## DESCRIPTION OF THE TASK
Exactly and without additions, transcribe the line that contains "expectedIncident = testIncidentInfo[index];" and every line after it in the data.

## THE DATA

PR #2186, opened 2016-03-18
[RestResourceIncidnet] Fix a bug that can't post comments

ashie:
Sorry, I forgot to add tests for it...

### DIFF
--- a/server/test/testFaceRestIncident.cc
+++ b/server/test/testFaceRestIncident.cc
@@ -226,6 +226,57 @@ void test_postIncidentForUnknownEvent(void)
 	assertEqualJSONString(expectedResponse, arg.response);
 }
 
+void test_putIncidentComment(void)
+{
+	loadTestDBIncidents();
+	startFaceRest();
+
+	size_t index = 2;
+	IncidentInfo expectedIncident = testIncidentInfo[index];
+	expectedIncident.status = "IN PROGRESS";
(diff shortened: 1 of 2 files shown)


server/test/testFaceRestIncident.cc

## WRITTEN SOLUTION
+	IncidentInfo expectedIncident = testIncidentInfo[index];
+	expectedIncident.status = "IN PROGRESS";
(diff shortened: 1 of 2 files shown)


server/test/testFaceRestIncident.cc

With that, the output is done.